IBM developerWorks: Charming Python: Tinkering with XML and PythonJun 25, 2000, 14:51 (1 Talkback[s])
(Other stories by David Mertz)
"A major element of getting started on working with XML in Python is sorting out the comparative capabilities of all the available modules. In this first installment of his new Python column, "Charming Python," David Mertz briefly describes the most popular and useful XML-related Python modules, and points you to resources for downloading individual modules and reading more about them. This article will help you determine which modules are most appropriate for your specific task."
"Python is in many ways an ideal language for working with XML documents. Like Perl, REBOL, REXX, and TCL, it is a flexible scripting language with powerful text manipulation capabilities. Moreover, more than most types of text files (or streams), XML documents typically encode rich and complex data structures. The familiar "read some lines and compare them to some regular expressions" style of text processing is generally not well suited to adequately parsing and processing XML. Python, fortunately (and more so than most other languages), has both straightforward ways of dealing with complex data structures (usually with classes and attributes), and a range of XML-related modules to aid in parsing, processing, and generating XML."

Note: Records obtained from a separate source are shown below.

PR #396, opened 2026-07-08
Add altitude ascent/descent tracking for distance and split distance

nofuture2077:
Accumulates GPS altitude gain/loss alongside the existing distance and split distance counters, filtered by location vertical accuracy to reduce noise. Resets follow the same Reset/Split buttons (and !moblin location reset/split chatbot commands) as distance. Adds {altitudeAscent}, {altitudeDescent}, {splitAltitudeAscent} and {splitAltitudeDescent} text widget variables.


nofuture2077:
I will update the algorithm with a more sophisticated approach to have better approximation

Moblin/Various/Model/ModelLocation.swift
```diff
@@ -83,6 +94,7 @@ extension Model {
 
     func updateDistance() {
         let location = locationManager.getLatestKnownLocation()
+        updateAltitude(location: location)
```
eerimoq: what's the benefit of updating altitude from the function that updated distance over having it separately like slope and average speed?

Moblin/Various/Model/ModelLocation.swift
```diff
@@ -1,5 +1,9 @@
 import CoreLocation
 
+// GPS altitude noise is typically several meters even when verticalAccuracy is reported
+// as small, so enforce a floor on top of the reported accuracy.
```
eerimoq: We don't do comments.

Moblin/Various/Model/ModelLocation.swift
```diff
@@ -95,6 +107,32 @@ extension Model {
         }
     }
 
+    // Reference/threshold (hysteresis) algorithm: GPS altitude is noisy, so only commit a
+    // climb/descent once it moves past the reference point by more than the accuracy-based
+    // threshold, then move the reference. Sub-threshold jitter is ignored instead of accumulating.
```
eerimoq: We don't do comments.

Moblin/Various/Model/ModelLocation.swift
```diff
@@ -95,6 +107,32 @@ extension Model {
...
+    private func updateAltitude(location: CLLocation?) {
+        guard let location, location.verticalAccuracy >= 0 else {
```
eerimoq: why include 0?

Moblin/Various/Model/ModelLocation.swift
```diff
@@ -95,6 +107,32 @@ extension Model {
...
+        guard abs(deltaAltitude) >= threshold else {
+            return
+        }
+        if deltaAltitude > 0 {
+            database.location.altitudeAscent += deltaAltitude
+            database.location.splitAltitudeAscent += deltaAltitude
+        } else {
+            database.location.altitudeDescent += -deltaAltitude
+            database.location.splitAltitudeDescent += -deltaAltitude
+        }
```
eerimoq, line 136: I prefer `if delta > threshold {} else if delta < -threshold {}`

Moblin/Various/Model/ModelLocation.swift
```diff
@@ -1,5 +1,9 @@
 import CoreLocation
 
+// GPS altitude noise is typically several meters even when verticalAccuracy is reported
+// as small, so enforce a floor on top of the reported accuracy.
+private let minimumAltitudeThreshold = 3.0
```
eerimoq: I would just inline this one

Moblin/VideoEffects/Text/TextFormatStringLoader.swift
```diff
@@ -314,6 +318,10 @@ class TextFormatLoader {
                     loadItem(part: .debugOverlay, offsetBy: 14)
                 } else if appendSpeedIfPresent(formatFromIndex: formatFromIndex) {
                 } else if appendAverageSpeedIfPresent(formatFromIndex: formatFromIndex) {
+                } else if appendSplitAltitudeAscentIfPresent(formatFromIndex: formatFromIndex) {
+                } else if appendSplitAltitudeDescentIfPresent(formatFromIndex: formatFromIndex) {
+                } else if appendAltitudeAscentIfPresent(formatFromIndex: formatFromIndex) {
+                } else if appendAltitudeDescentIfPresent(formatFromIndex: formatFromIndex) {
```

"One general concept to keep in mind about XML is that XML documents can be processed in either a validating or non-validating fashion. In the former type of processing, it is necessary to read a "Document Type Definition" (DTD) prior to reading an XML document it applies to. The processing in this case will evaluate not just the simple syntactic rules for XML documents in general, but also the specific grammatical constraints of the DTD. In many cases, non-validating processing is adequate (and generally both faster to run, and easier to program) -- we trust the document creator to follow the rules of the document domain. Most modules discussed below are non-validating; descriptions will indicate where validation options exist."